THE ENDOTRACHEAL TUBE (ETT) is placed into the trachea for ventilation. The distal end of the ETT is typically angled or in a diagonal fashion. There is a continuous radiopaque stripe along the entire length of the tube. There are no side holes on an ETT. The diameter of the ETT should be roughly half to two-third the width of the trachea. The tip of the ETT should be between 3 and 5 cm above the carina, with the head in a neutral position, or roughly half the distance between the medial borders of the clavicles and the carina. The patient's head must be in a neutral position to assess the appropriate placement. Movement of the patient's head with flexion or extension can move the ETT either upward or downward approximately 2 cm, respectively. The carina can be found by first identifying the right (or left) main stem bronchus and following it proximally where it meets the opposite main stem bronchus.
The most common error with ETT placement is when it is advanced too far into the wider, more proximal, right main stem bronchus (see Figure 1). Incorrect intubation of the right bronchial tree can lead to overinflation of the right lung with an increased risk of right-sided pneumothorax, along with left-sided atelectasis, from lack of aeration of the left lung.
Conversely, if the ETT is not advanced far enough into the trachea, the patient is at an increased risk for accidental extubation and aspiration. Tubes placed in the larynx or the pharynx can lead to permanent damage to the vocal cords. If the ETT is accidentally placed in the esophagus, the patient will quickly become hypoxic and hypercapnic without being adequately ventilated. There are additional ways to detect whether the ETT is improperly placed in the esophagus, including the absence of breath sounds on auscultation, lack of chest rise, and increasing distention of the stomach with attempts to ventilate.
NASOGASTRIC TUBES
Nasogastric tubes (NGTs) are used to temporarily provide patients with nutrition, administer medication, and allow for decompression and drainage of gastric contents.
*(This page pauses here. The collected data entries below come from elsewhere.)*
PR #1058, opened 2024-11-19
Changing QR text to 'Temporary Testing Code'

ktuite:
Follow up to https://github.com/getodk/central-frontend/pull/1053 and https://github.com/getodk/central/issues/746

### DIFF
--- a/src/components/collect-qr.vue
+++ b/src/components/collect-qr.vue
@@ -66,7 +66,7 @@ onMounted(() => {
   // Compute image size
   // blocks (based on length of encoded data) * cell size + (2 * margin)
   const width = code.getModuleCount() * props.cellSize + margin * 2;
-  const height = props.draft ? width + 20 : width;
+  const height = props.draft ? width + 16 : width;
   qrCanvas.value.width = width;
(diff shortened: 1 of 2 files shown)


matthew-white (approved):

src/components/collect-qr.vue
```diff
@@ -103,7 +103,7 @@ onMounted(() => {
     ctx.fillText(icon, width * 0.5, width * 0.5, width * 0.2);
 
     // Write text at the bottom
-    ctx.font = '20px Monaco, Menlo, Consolas, "Courier New", monospace';
+    ctx.font = '16px Monaco, Menlo, Consolas, "Courier New", monospace';
```
matthew-white, line 106: Since the 16 appears in two places, how about we make it a `const`?

matthew-white: I wanted to get the PR merged to get it on staging, so I went ahead and made this change. Hope that's OK! Would you mind taking a look at my commit?

ktuite: Looks good!

PR #1066, opened 2024-11-26
Make feedback button more visible

### LINKED ISSUE #673: Replace setChecked() with setValue()
We call `setChecked()` on Vue Test Utils (VTU) wrappers in a few places, but apparently that's been deprecated in favor of `setValue()`. I didn't make that change when migrating to Vue 3 because as far as I can tell, that change isn't documented in the VTU migration guide. But I'm noticing that `setChecked()` isn't mentioned anywhere in the VTU docs for Vue 3, and the VTU repo indicates that `setChecked()` isn't supported for Vue 3. It's somehow still working for us, but when we get the chance, I think we should swap it out for `setValue()`.

lognaturel:
Closes #673

Ran it locally.

I ended up with 250px from the bottom. That feels like a good balance of more eye catching but not too disruptive, especially in languages where the button text is longer.

@alyblenkin please take a quick look and if you're not loving it, let's adjust on a call next time we chat!

| 500px FR | 250px FR | 250px EN |
|-----------|----------|------------|
Screenshot 2024-11-25 at 4 25 37 PM |  Screenshot 2024-11-25 at 4 26 08 PM |  Screenshot 2024-11-25 at 4 26 25 PM

CSS-only changes

No.

### DIFF
--- a/src/components/feedback-button.vue
+++ b/src/components/feedback-button.vue
@@ -46,10 +46,10 @@ const surveyLink = computed(() => {
   position: fixed;
   z-index: 99999;
   right: 0;
-  bottom: 100px;
+  bottom: 250px;
   height: 4em;
   border: 2px solid;
-  border-color: #e3e4e4;
+  border-color: $color-accent-primary;
   border-top-left-radius: 5px;
   border-top-right-radius: 5px;
   text-align: center;


sadiqkhoja (approved):
Looks good. 

If we want we can make it middle of the screen with `calc(50vh - 2em)`

lognaturel:
> we can make it middle of the screen with calc(50vh - 2em)

That's a good option to keep in mind! From my playing around I feel like it's both more noticeable and less "in the way" when it's offset from center. Of course, this could be completely subjective, I'm not sure!

Let's try this on staging and locally for a couple days and adjust if it feels like we should try middle.

PR #1071, opened 2024-12-04
Add component to show submission review state

matthew-white:
Different components show a submission review state. To do so, they use the `reviewStateIcon()` function of the `useReviewState()` composable along with the `reviewState.*` messages in en.json5. However, one piece of functionality that isn't shared is the review state color: each component that shows a review state manages the color in its own way. This PR changes that by introducing a new component named `SubmissionReviewState`. It will show the icon and message associated with the review state, and it will also add the review state color.

I'm making this change with getodk/central#670 in mind. The hover card for a submission will show the submission's review state, and I didn't want to copy the review state colors to yet another component.

I updated tests. I also checked locally in the browser most of the components where I introduced `SubmissionReviewState`. If any issues are found during regression testing, we can patch those.

I think a component is exactly the right thing for the job, and I'm not sure why I didn't add one sooner. I may have been avoiding adding a component with `SubmissionMetadataRow` in mind. I've been trying to make that component as fast as possible to render, since there can be many submission rows on the page, and I've observed in the past that child components carry a performance penalty. However, in v2025.1, we'll be adding pagination to the submissions table, which should alleviate performance concerns. I've noticed before that one surprising performance bottleneck in components is Vue I18n. However, the new component doesn't have its own i18n messages — it only uses global messages from en.json5 — which should help.


matthew-white (commented):
Notes from interactive review

matthew-white:
I've pushed a commit with some changes. The biggest change is that I've removed some additional tests, similar to changes to other tests that @ktuite and I reviewed. I don't think we necessarily need another round of code review for this commit.

PR #1075, opened 2024-12-05
Feature #769: Show error on duplicate property name (case insensitive)

sadiqkhoja:
Closes getodk/central#769

Added tests and manual verification.

Uses existing approach of using `problemToAlert` to capture and translate the error.
Passing list of property names with bullet points to the `alert` method doesn't look super clean to me but does the job. I am open to ideas to improve that.

None.

https://github.com/getodk/docs/issues/1855

### DIFF
--- a/src/components/form/new.vue
+++ b/src/components/form/new.vue
@@ -224,9 +224,6 @@ export default {
               actual: details.value
             });
           }
-          if (code === 409.17) {
-            return `${this.$tcn('util.request.problem.409_17', details.duplicateProperties.length)}\n\n${details.duplicateProperties.map(p => `• ${p.provided} (${this.$t('common.existing')}: ${p.current})`).join('\n')}`;
-          }
           return null;
         }
       })
--- a/src/components/form/new.vue
+++ b/src/components/form/new.vue
@@ -224,6 +224,9 @@ export default {
               actual: details.value
             });
           }
+          if (code === 409.17) {
+            return `${this.$tcn('util.request.problem.409_17', details.duplicateProperties.length)}\n\n${details.duplicateProperties.map(p => `• ${p.provided} (${this.$t('common.existing')}: ${p.current})`).join('\n')}`;
+          }
           return null;
         }
       })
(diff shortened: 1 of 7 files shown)


src/locales/en.json5
```diff
@@ -436,7 +436,9 @@
     // {version} is a version number.
     "versionShort": "v{version}",
     // This text is shown on its own before details about a warning.
-    "warning": "Warning"
+    "warning": "Warning",
+    // Part of the error message format that lists the duplicate property name like "<PropertyName> (existing: <ExistingPropertyName>)"
+    "existing": "existing"
```
matthew-white, line 441: Some languages will use different punctuation from `(` and `)` and/or won't include a space character. Instead of translating "existing" specifically, I think we should translate the entire string, something like:

```js
"{provided} (existing: {current})"
```

If it includes the entire string, I think we should also change the message key. What do you think about `entity.existingProperty` or `entity.duplicateProperty`? Or maybe even better, you could change `util.request.problem.409_17` from a single message to a group of messages that includes this one.

By the way, I think it makes sense not to include the bullet point in the string.

src/components/form/new.vue
```diff
@@ -224,6 +224,9 @@ export default {
               actual: details.value
             });
           }
+          if (code === 409.17) {
+            return `${this.$tcn('util.request.problem.409_17', details.duplicateProperties.length)}\n\n${details.duplicateProperties.map(p => `• ${p.provided} (${this.$t('common.existing')}: ${p.current})`).join('\n')}`;
```
matthew-white, line 228: It looks like this is the same in `FormNew` and `FormPublish`. If a 409.17 will always be handled in the same way, I think we can go ahead and move that logic to a centralized place in `requestAlertMessage()`. We do something similar for 404.1 Problems currently.

matthew-white: In addition to `FormNew` and `FormPublish`, isn't this Problem a possibility for dataset/overview/new-property.vue? That could be another reason to centralize it.

src/components/submission/feed-entry.vue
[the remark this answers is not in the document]
matthew-white: Maybe a rebase would be useful? I'm now seeing that there's a merge conflict.

matthew-white (approved):

PR #1082, opened 2024-12-07
Move file for DatasetPropertyNew component

matthew-white:
I was thinking about the `DatasetPropertyNew` component while looking at #1075 and noticed that the component file wasn't where I expected it to be. Based on its name, I'd expect its filename to be dataset/property/new.vue, but instead it's dataset/overview/new-property.vue. We're planning to remove the entity list overview page, so I think it's good timing to move this component out of the overview/ directory.

Tests continue to pass.

Another way to make the component name and the filename consistent would have been to change the component name to match the filename: `DatasetOverviewNewProperty`. However, I prefer the current component name of `DatasetPropertyNew`: `*New` at the end matches other components, and we're soon going to be removing the `DatasetOverview` component.


src/components/dataset/property/new.vue
```diff
@@ -93,6 +93,7 @@ const submit = () => {
 
 <i18n lang="json5">
 {
+  // @transifexKey component.DatasetOverviewNewProperty
```
matthew-white, line 96: Mostly filenames don't really matter, but the one place where they do have an effect is in Transifex. For Transifex, the string key is based on the filename, under the assumption that the filename will match the component name. (I couldn't think of a better way for our Transifex scripts to figure out the component name.) We don't want these messages to be retranslated, which is why I'm specifying `@transifexKey` here.

ktuite (approved):

matthew-white:
> Another way to make the component name and the filename consistent would have been to change the component name to match the filename: `DatasetOverviewNewProperty`. &hellip; we're soon going to be removing the `DatasetOverview` component.

I ended up deciding not to remove that component: see #1131. Instead, there's a comment in the component file that explains that the component has the name that it does for historical reasons. However, I'd be happy for the entity property modal not to have `DatasetOverview` in its name. Since it's a legacy name, I think it's nice for it to be appear in as few places as possible.

I'm realizing now that instead of moving the file to src/components/dataset/property/new.vue, I could have moved it to src/components/dataset-property/new.vue. We do something similar for other subresources, for example, `FormAttachmentList` is at form-attachment/list.vue, not form/attachment/list.vue. However, I slightly prefer dataset/property/new.vue over dataset-property/new.vue:

- new.vue would be the only file in dataset-property/. There are other files related to entity properties, e.g., `DatasetOverview`, and those are all in dataset/. I think it's better for related files to be closer to each other.
- Form attachments are a subresource that you can request over the REST API: they're associated with their own set of endpoints. However, that's not the case for entity properties. In the database, entity properties have their own table, but in the API, they don't really have their own set of endpoints. To request the list of entity properties, you send a request for the entity list: there's no separate endpoint for entity properties. (Though there is a separate POST endpoint to _create_ an entity property.)

I don't think it really matters that much, and we can always change this later. I just wanted to leave some notes about my reasoning.

PR #1680, opened 2026-06-29
transifex:destructure: don't warn for variable enclosed in guillemets

matthew-white:
It's very common in Transifex for translators not to add spaces around variables. destructure.js logs a warning in that case so that the developer knows about it and can choose to correct it in Transifex. We're about to have our first translations with guillemets («these»), but right now the destructure.js warning doesn't understand them. It logs a warning when it shouldn't:

```
destructuring fr
warning: component.FieldKeyEdit.title: variable without separator.
warning: component.PublicLinkEdit.title: variable without separator.
```

This PR adds guillements to the punctuation regex in destructure.js.

When I make this change, I no longer see the warning.

I followed the existing pattern of listing punctuation characters in a regex.

### DIFF
--- a/apps/central/bin/util/transifex.js
+++ b/apps/central/bin/util/transifex.js
@@ -998,7 +998,7 @@ const validateTranslation = (locale) => ({ source, translated, path }) => {
       logThenThrow({ source, translated }, 'unexpected linked locale message');
 
     if (locales[locale].warnVariableSeparator) {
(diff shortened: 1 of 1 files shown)


lognaturel (approved):
Thank you for being supportive of guillemets! I'm very surprised we haven't used them before and will check in with some of our francophone collaborators.

PR #1681, opened 2026-06-29
Update translations before v2026.2 regression testing

matthew-white:
This PR makes progress on getodk/central#1843, updating translations to the latest prior to regression testing.

Only translations should have changed, nothing else.

Tests continue to pass. We're also about to undergo regression testing.


matthew-white:
The order of a bunch of translations/keys changed due to a change I made to destructure.js to fix a separate issue. I'm looking into that now.

**UPDATE:** I was able to revert the order except in one case (see below). I'll file an issue about this soon, then create a PR from my local change to destructure.js.

apps/central/src/locales/de.json
```diff
@@ -172,14 +172,12 @@
...
     "hidePreview": "Vorschau ausblenden",
-    "newPreview": "Neue Vorschau",
     "expand": "Vergrössern",
     "collapse": "Verkleinern",
     "selectRow": "Zeile auswählen",
     "reset": "Zurücksetzen",
-    "reviewParallelUpdates": "Parallele Updates überprüfen",
-    "tryAgain": "Nochmals versuchen",
     "upload": "Hochladen",
+    "reviewParallelUpdates": "Parallele Updates überprüfen",
```
matthew-white, line 180: I made a change to destructure.js that reorders `upload` before `reviewParallelUpdates`. I'll file an issue with more details about that. Only the order should have changed, not the content of the translation.

matthew-white (commented):
Comment about translation order to facilitate async code review

lognaturel (approved):
Only translations have been updated 🎉

PR #1684, opened 2026-06-30
fix(web-forms#673): Display lat and lon truncated to 5 decimals

### LINKED ISSUE #673: Latitude in Advanced settings adding more decimals

latin-panda:
Closes https://github.com/getodk/web-forms/issues/673

Tested with the All question form and [2-all-possible-notes.xml](https://github.com/user-attachments/files/29513791/2-all-possible-notes.xml)

This [focuses on fixing the display only](https://github.com/getodk/web-forms/issues/673#issuecomment-3974473326) except for inputs, since they change the value and the value should be preserved.

Less visual noise 

No


latin-panda:
@garethbowen this is a draft because of code freezing but it's ready for review

packages/web-forms/src/components/common/GeolocationFormattedValue.vue
```diff
@@ -9,10 +9,12 @@ import type {
 	GeotraceNoteValue,
 	GeoshapeNoteValue,
 } from '@getodk/xforms-engine';
+import { truncateDecimals } from '@/lib/format/truncate-decimals.ts';
 import { TRANSLATE } from '@/lib/constants/injection-keys.ts';
 import type { Translate } from '@/lib/locale/useLocale.ts';
 import { computed, inject } from 'vue';
-import { truncateDecimals } from '@/lib/format/truncate-decimals.ts';
+
+const COORDINATE_DECIMALS = 5;
```
garethbowen: Having this const defined in two places has a little smell to it. I think the ideal solution would be to have a util class with `formatLatitude` or similar, which means there's no risk of the output diverging in future.

This could be done as a function on `truncate-decimals.ts`, or alternatively a custom number format in vue-i18n.

garethbowen (approved):
Nice!

One suggested code improvement inline, but approved in case you disagree! :)

packages/web-forms/src/components/common/GeolocationFormattedValue.vue
latin-panda: Fixed! Thanks

garethbowen (approved):
Thanks!

Because this isn't urgent I'll leave it for you to merge when you get back.

PR #1686, opened 2026-06-30
fix(web-forms#842): redirect to login for auth error on non-public forms

### LINKED ISSUE #842: When a web form link is requested without auth, should redirect to Central login
Identified at https://github.com/getodk/web-forms/issues/837#issuecomment-4844358055

It can be handy to save a bookmark or link directly to a form that requires auth. Originally we had `/-/<id>` links that could be bookmarked and always redirected to login if no auth was provided. When we introduced `/f/<id>` links, those did not redirect to login. Recently we have made it so that `/-/<id>` no longer redirects to login.

The `/-/<id>` structure is most likely to be still linked to and saved as bookmarks so I think we should make sure that this structure redirects to login. Ideally `/f/<id>` would as well.

As of Central frontend https://github.com/getodk/central-frontend/commit/9512dd8db8b418df7b450cf805d9250ae110f10c:
- ✅ Going to https://staging.getodk.cloud/projects/232/forms/pack_parcels/submissions/new without a valid session redirects to login
- ❌ Going to https://staging.getodk.cloud/f/foDO89bGf9mbQhErdwh4jSWvQL4ECr3 without a valid session does NOT redirect to login
- ❌ Going to https://staging.getodk.cloud/-/foDO89bGf9mbQhErdwh4jSWvQL4ECr3 without a valid session does NOT redirect to login

In Central v2026.1:
- ✅ Going to https://production.getodk.cloud/projects/3/forms/pack_parcels/submissions/new without a valid session redirects to login
- ❌ Going to https://production.getodk.cloud/f/LfMy1dprcpInBd2umqR3rhlGghe2vJE without a valid session does NOT redirect to login
- ✅ Going to https://production.getodk.cloud/-/LfMy1dprcpInBd2umqR3rhlGghe2vJE without a valid session does redirect to login

garethbowen:
Closes getodk/web-forms#842

Manual and e2e testing

Requests without `st` aren't public forms so a session is required, so treat these requests differently than ones with `st`.

This change should only impact on requests using enketoId without an `st` token, so the risks are low, and now well tested.

No

### DIFF
--- a/.changeset/orange-nails-cheat.md
+++ b/.changeset/orange-nails-cheat.md
@@ -1,0 +1,5 @@
+---
+"@getodk/forms": patch
+---
+
+Redirect to login page when auth issues for non-public form
--- a/apps/forms/src/components/submission.vue
+++ b/apps/forms/src/components/submission.vue
@@ -114,7 +114,7 @@ const fetchFormConfig = async (): Promise<Form> => {
     try {
       return await getFormByEnketoId(enketoId.value, st.value);
     } catch(e) {
-      if (e instanceof RequestError && (e.statusCode === 401.2 || e.statusCode === 403.1)) {
+      if (st.value && e instanceof RequestError && (e.statusCode === 401.2 || e.statusCode === 403.1)) {
         // a public form with an invalid st or revoked enketoId should show as form not found
         throw new RequestError('Form not found', 404);
       }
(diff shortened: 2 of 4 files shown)


lognaturel (approved):
Hurray for a small change and new tests! 🎉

There are numerous different sizes and types of NGTs, most have multiple side holes that extend from approximately 10 cm from the distal tip. The indication for the NGT should be considered when assessing for proper placement. If the NGT is primarily being used for administration of enteral feeds or medications, ideal placement is distal to the pylorus to help prevent aspiration. When the NGT is placed for decompression of the stomach and removal of gastric contents, the distal tip should be 10 cm past the esophageal gastric (EG) junction. The EG junction is located at the left cardiophrenic angle, identified by where the left hemidiaphragm meets the left side of the thoracic vertebral bodies. The NGT is the most commonly malpositioned tube and a chest or abdominal radiograph to confirm correct placement must always be obtained before usage. A systematic review of 14 national guidelines published from 2015 to 2018 unanimously agreed that radiography is the most accurate testing method (Metheny, Krieger, Healey, & Meert, 2019). Radiography is considered the gold standard for NGT placement confirmation (Fan, Tan, & Ang, 2017). Routine confirmation with auscultation and radiography may provide unreliable confirmation; thus, one must be aware of the limitations of these methods as complications may still occur (Nejo, Oya, Tsukasa, Yamaguchi, & Matsui, 2016). Most commonly, the NGT can coil in the pharynx, esophagus, or back out of the stomach. Another error with NGT insertion is tracheal or bronchial placement (see Figure 2), which could lead to pneumonia, bronchial perforation, or pneumothorax.
CHEST TUBES
A chest tube is typically a wider bore tube that has side holes to allow air or fluid to drain from the pleural space. The tube has a radiopaque stripe that breaks at the site of the side holes and all side holes must lie within the thoracic cavity to allow the chest tube to function properly (see Figures 3 and 4).
Positioning of the chest tube should correlate with the indication for placement. A chest tube placed for a pneumothorax should lie superior and anterior for drainage of air trapped in the pleural space, whereas tubes placed to drain a pleural fluid collection should be more inferior and posterior within the thoracic cavity (see Figure 5).
A chest radiograph must be obtained immediately after placement to ensure that the tube is within the pleural space. Reviewing the film will help identify malposition of the chest tube, which may include placement in an interlobar fissure, placement of the chest tube into the lung parenchyma, or insertion into the subpleural space (the potential space between the parietal pleura and the chest wall). If the chest tube is not advanced, with one or more of the side holes outside the pleural space, a persistent air leak will be present. Other complications includes placement of the chest tube into the chest wall or into the abdominal cavity.
CONCLUSION
Advanced practice providers are often in a position to confirm proper placement of a variety of tubes on chest radiograph including ETTs, NGTs, and chest tubes. Being familiar with landmarks and correct locations where the tubes should be placed can avoid untoward patient complications.